TASK DATA:
PR #6225, opened 2022-04-01
More informative error for `case_when()` RHS type and class mismatches

eutwt:
closes #6206 

Current
``` r
dplyr::case_when(c(TRUE, FALSE) ~ c(3, 4), TRUE ~ c('a', 'b'))
#> Error in names(message) <- `*vtmp*`: 'names' attribute [1] must be the same length as the vector [0]
```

PROBLEM DETAILS: All of the data above should be reproduced exactly.

PROBLEM SOLUTION:
PR #6225, opened 2022-04-01
More informative error for `case_when()` RHS type and class mismatches

eutwt:
closes #6206 

Current
``` r
dplyr::case_when(c(TRUE, FALSE) ~ c(3, 4), TRUE ~ c('a', 'b'))
#> Error in names(message) <- `*vtmp*`: 'names' attribute [1] must be the same length as the vector [0]
```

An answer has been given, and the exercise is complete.